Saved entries
Issue #950, opened 2024-06-04
CLI should support reading JSON formatted policy sets (as opposed to single policies)


john-h-kastner-aws:
### Category

CLI features/changes

### Describe the feature you'd like to request

The Cedar CLI supports JSON formatted policies by passing the `--policy-format json` argument, but this expects exactly one policy in the JSON policy. 

We recently added a JSON format for policy sets in #783, but did not add support for this format to the CLI. We should update the CLI to accept this format. It ideally should continue to accept the single policy format to avoid making an unnecessary breaking change.

### Describe alternatives you've considered

.

### Is this something that you'd be interested in working on?

- [ ] 👋 I may be able to implement this feature request
- [ ] ⚠️ This feature might incur a breaking change

memark:
The actual deserializing the policy set from json appears to be easy.

About the non-breaking behaviour, the current logic looks like this:

1. try parsing as policy
1. if fails, try parsing as template
1. if fails, return (template parsing) error

Where in this small cascade do we want to add the "try parsing as policy set" step?

john-h-kastner-aws:
The procedure I had in mind would look at JSON attributes to decided what it needs to parse.  Something like:


Parse policies as a `serde_json::Value` using `serde_json::from_str`. Error if it is not a JSON object. Then parse based on contents of object:

1. If it contains any of the attributes required for JSON policies, then try to parse as a JSON policy.
2. If it contains any of the attributes required for JSON policy set, then try to parse as a JSON policy set.
3. Otherwise, error.

memark:
Ok, sounds reasonable.

If we determine that it's not a policy set, should we then call the same logic as above (parse as policy, parse as template, error)?

muse254:
I would like to start development on this given we are heading the 'check if set and parse as set' path. 
@memark what did you mean by coupling? 

If I was to implement it that logic would remain as is, so far as I can tell
> If we determine that it's not a policy set, should we then call the same logic as above (try parse as policy, try parse as template, error)?

Granted I might be missing a lot of context but happy to try this on for size

memark:
>I would like to start development on this given we are heading the 'check if set and parse as set' path.

I'm actually planning to develop this myself. That's why I'm investigating and discussing the solution here. :)

>@memark what did you mean by coupling?

I mean that the CLI would now know the structure of the json schema, and use it to decide what parser to call. As of right now, the CLI knows nothing about this.

muse254:
[...]

PR #1038, opened 2024-07-04
Refactor json policy tests

memark:
## Description of changes

Preparatory refactoring work for issue below. Next PR will add new functionality.

Split a test into two, add another one, rename some functions.

## Issue #, if available

https://github.com/cedar-policy/cedar/issues/950


cedar-policy-cli/src/lib.rs
```diff
@@ -1189,7 +1193,7 @@ fn read_json_policy(filename: Option<impl AsRef<Path> + std::marker::Copy>) -> R
         Report::new(err).with_source_code(NamedSource::new(name, json_source.clone()))
     };
 
-    match Policy::from_json(None, json.clone()).map_err(err_to_report) {
```
memark, line 1192: This had no effect, since it was matched with `Err(_)` further down.

khieta (approved):
Thanks for the additional test cases!

Just a minor comment: I think it'd be fine to have just one `json-format` sandbox like before. Or you could call the new sandboxes `json-authorize` and `json-check-parse` - I think that `authorize` and `check_parse` may be too general. (Although, to be fair, our current sandbox naming is all over the place.)

shaobo-he-aws (approved):

andrewmwells-amazon (approved):
LGTM

memark:
> Just a minor comment: I think it'd be fine to have just one `json-format` sandbox like before. Or you could call the new sandboxes `json-authorize` and `json-check-parse` - I think that `authorize` and `check_parse` may be too general. (Although, to be fair, our current sandbox naming is all over the place.)

@khieta, in my view, the ability to read json policies is kind of a cross-cutting concern, not specific to any one subcommand. Hence I would prefer to test it using only `check-parse`, which is closer to the metal than `authorize`, but I felt it a bit out of place to remove the `authorize` test. What are you thoughts here?

Out of your alternatives, I'd prefer the two separate json-prefixed sandboxes.

khieta (approved):
New names look good, thanks!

* **Directions**
All the entries above must be repeated exactly as they were given.

* **Result**
Issue #950, opened 2024-06-04
CLI should support reading JSON formatted policy sets (as opposed to single policies)


john-h-kastner-aws:
### Category

CLI features/changes

### Describe the feature you'd like to request

The Cedar CLI supports JSON formatted policies by passing the `--policy-format json` argument, but this expects exactly one policy in the JSON policy. 

We recently added a JSON format for policy sets in #783, but did not add support for this format to the CLI. We should update the CLI to accept this format. It ideally should continue to accept the single policy format to avoid making an unnecessary breaking change.

### Describe alternatives you've considered

.

### Is this something that you'd be interested in working on?

- [ ] 👋 I may be able to implement this feature request
- [ ] ⚠️ This feature might incur a breaking change

memark:
The actual deserializing the policy set from json appears to be easy.

About the non-breaking behaviour, the current logic looks like this:

1. try parsing as policy
1. if fails, try parsing as template
1. if fails, return (template parsing) error

Where in this small cascade do we want to add the "try parsing as policy set" step?

john-h-kastner-aws:
The procedure I had in mind would look at JSON attributes to decided what it needs to parse.  Something like:


Parse policies as a `serde_json::Value` using `serde_json::from_str`. Error if it is not a JSON object. Then parse based on contents of object:

1. If it contains any of the attributes required for JSON policies, then try to parse as a JSON policy.
2. If it contains any of the attributes required for JSON policy set, then try to parse as a JSON policy set.
3. Otherwise, error.

memark:
Ok, sounds reasonable.

If we determine that it's not a policy set, should we then call the same logic as above (parse as policy, parse as template, error)?

muse254:
I would like to start development on this given we are heading the 'check if set and parse as set' path. 
@memark what did you mean by coupling? 

If I was to implement it that logic would remain as is, so far as I can tell
> If we determine that it's not a policy set, should we then call the same logic as above (try parse as policy, try parse as template, error)?

Granted I might be missing a lot of context but happy to try this on for size

memark:
>I would like to start development on this given we are heading the 'check if set and parse as set' path.

I'm actually planning to develop this myself. That's why I'm investigating and discussing the solution here. :)

>@memark what did you mean by coupling?

I mean that the CLI would now know the structure of the json schema, and use it to decide what parser to call. As of right now, the CLI knows nothing about this.

muse254:
[...]

PR #1038, opened 2024-07-04
Refactor json policy tests

memark:
## Description of changes

Preparatory refactoring work for issue below. Next PR will add new functionality.

Split a test into two, add another one, rename some functions.

## Issue #, if available

https://github.com/cedar-policy/cedar/issues/950


cedar-policy-cli/src/lib.rs
```diff
@@ -1189,7 +1193,7 @@ fn read_json_policy(filename: Option<impl AsRef<Path> + std::marker::Copy>) -> R
         Report::new(err).with_source_code(NamedSource::new(name, json_source.clone()))
     };
 
-    match Policy::from_json(None, json.clone()).map_err(err_to_report) {
```
memark, line 1192: This had no effect, since it was matched with `Err(_)` further down.

khieta (approved):
Thanks for the additional test cases!

Just a minor comment: I think it'd be fine to have just one `json-format` sandbox like before. Or you could call the new sandboxes `json-authorize` and `json-check-parse` - I think that `authorize` and `check_parse` may be too general. (Although, to be fair, our current sandbox naming is all over the place.)

shaobo-he-aws (approved):

andrewmwells-amazon (approved):
LGTM

memark:
> Just a minor comment: I think it'd be fine to have just one `json-format` sandbox like before. Or you could call the new sandboxes `json-authorize` and `json-check-parse` - I think that `authorize` and `check_parse` may be too general. (Although, to be fair, our current sandbox naming is all over the place.)

@khieta, in my view, the ability to read json policies is kind of a cross-cutting concern, not specific to any one subcommand. Hence I would prefer to test it using only `check-parse`, which is closer to the metal than `authorize`, but I felt it a bit out of place to remove the `authorize` test. What are you thoughts here?

Out of your alternatives, I'd prefer the two separate json-prefixed sandboxes.

khieta (approved):
New names look good, thanks!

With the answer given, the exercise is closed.